▶ ABOUT THIS TASK
Give back an exact copy of the lines below, from the first through the line with "Updates the method"; please stop there.

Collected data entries
★ ★ ★
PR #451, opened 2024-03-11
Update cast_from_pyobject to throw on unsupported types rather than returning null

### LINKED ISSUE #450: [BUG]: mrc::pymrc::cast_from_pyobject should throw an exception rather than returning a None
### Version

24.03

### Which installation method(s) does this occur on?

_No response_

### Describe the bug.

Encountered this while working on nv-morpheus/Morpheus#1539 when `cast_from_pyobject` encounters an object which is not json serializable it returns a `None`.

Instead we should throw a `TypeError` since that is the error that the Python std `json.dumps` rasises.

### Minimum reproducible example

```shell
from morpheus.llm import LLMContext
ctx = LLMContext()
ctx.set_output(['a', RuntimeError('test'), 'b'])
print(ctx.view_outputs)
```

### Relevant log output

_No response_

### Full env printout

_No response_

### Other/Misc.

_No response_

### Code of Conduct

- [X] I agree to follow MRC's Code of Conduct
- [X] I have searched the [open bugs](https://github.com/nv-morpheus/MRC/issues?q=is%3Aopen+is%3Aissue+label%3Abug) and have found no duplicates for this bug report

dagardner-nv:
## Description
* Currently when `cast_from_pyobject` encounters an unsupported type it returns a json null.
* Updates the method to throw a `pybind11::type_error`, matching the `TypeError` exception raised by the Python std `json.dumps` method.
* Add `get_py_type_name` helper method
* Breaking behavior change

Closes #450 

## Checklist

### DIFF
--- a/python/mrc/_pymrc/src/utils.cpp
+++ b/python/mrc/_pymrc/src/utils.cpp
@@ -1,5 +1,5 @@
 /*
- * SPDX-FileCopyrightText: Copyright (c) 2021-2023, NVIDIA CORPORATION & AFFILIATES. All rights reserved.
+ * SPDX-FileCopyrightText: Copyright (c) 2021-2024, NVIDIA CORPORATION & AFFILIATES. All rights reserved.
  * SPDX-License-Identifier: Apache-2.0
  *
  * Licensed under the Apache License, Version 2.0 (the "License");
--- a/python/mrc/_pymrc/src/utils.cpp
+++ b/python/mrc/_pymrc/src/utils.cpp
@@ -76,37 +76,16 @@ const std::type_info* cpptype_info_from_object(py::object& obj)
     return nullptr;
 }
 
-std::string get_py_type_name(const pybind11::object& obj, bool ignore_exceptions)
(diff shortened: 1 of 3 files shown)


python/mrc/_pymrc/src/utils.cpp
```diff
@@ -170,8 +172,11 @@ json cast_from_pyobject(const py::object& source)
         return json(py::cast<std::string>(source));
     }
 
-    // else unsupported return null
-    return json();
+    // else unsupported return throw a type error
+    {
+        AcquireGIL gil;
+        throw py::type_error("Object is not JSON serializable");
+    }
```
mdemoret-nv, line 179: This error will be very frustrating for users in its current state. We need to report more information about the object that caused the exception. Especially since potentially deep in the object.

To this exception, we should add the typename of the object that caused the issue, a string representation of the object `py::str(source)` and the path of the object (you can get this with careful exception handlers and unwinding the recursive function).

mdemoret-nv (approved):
★ ★ ★
▶ EXERCISE RESULT
PR #451, opened 2024-03-11
Update cast_from_pyobject to throw on unsupported types rather than returning null

### LINKED ISSUE #450: [BUG]: mrc::pymrc::cast_from_pyobject should throw an exception rather than returning a None
### Version

24.03

### Which installation method(s) does this occur on?

_No response_

### Describe the bug.

Encountered this while working on nv-morpheus/Morpheus#1539 when `cast_from_pyobject` encounters an object which is not json serializable it returns a `None`.

Instead we should throw a `TypeError` since that is the error that the Python std `json.dumps` rasises.

### Minimum reproducible example

```shell
from morpheus.llm import LLMContext
ctx = LLMContext()
ctx.set_output(['a', RuntimeError('test'), 'b'])
print(ctx.view_outputs)
```

### Relevant log output

_No response_

### Full env printout

_No response_

### Other/Misc.

_No response_

### Code of Conduct

- [X] I agree to follow MRC's Code of Conduct
- [X] I have searched the [open bugs](https://github.com/nv-morpheus/MRC/issues?q=is%3Aopen+is%3Aissue+label%3Abug) and have found no duplicates for this bug report

dagardner-nv:
## Description
* Currently when `cast_from_pyobject` encounters an unsupported type it returns a json null.
* Updates the method to throw a `pybind11::type_error`, matching the `TypeError` exception raised by the Python std `json.dumps` method.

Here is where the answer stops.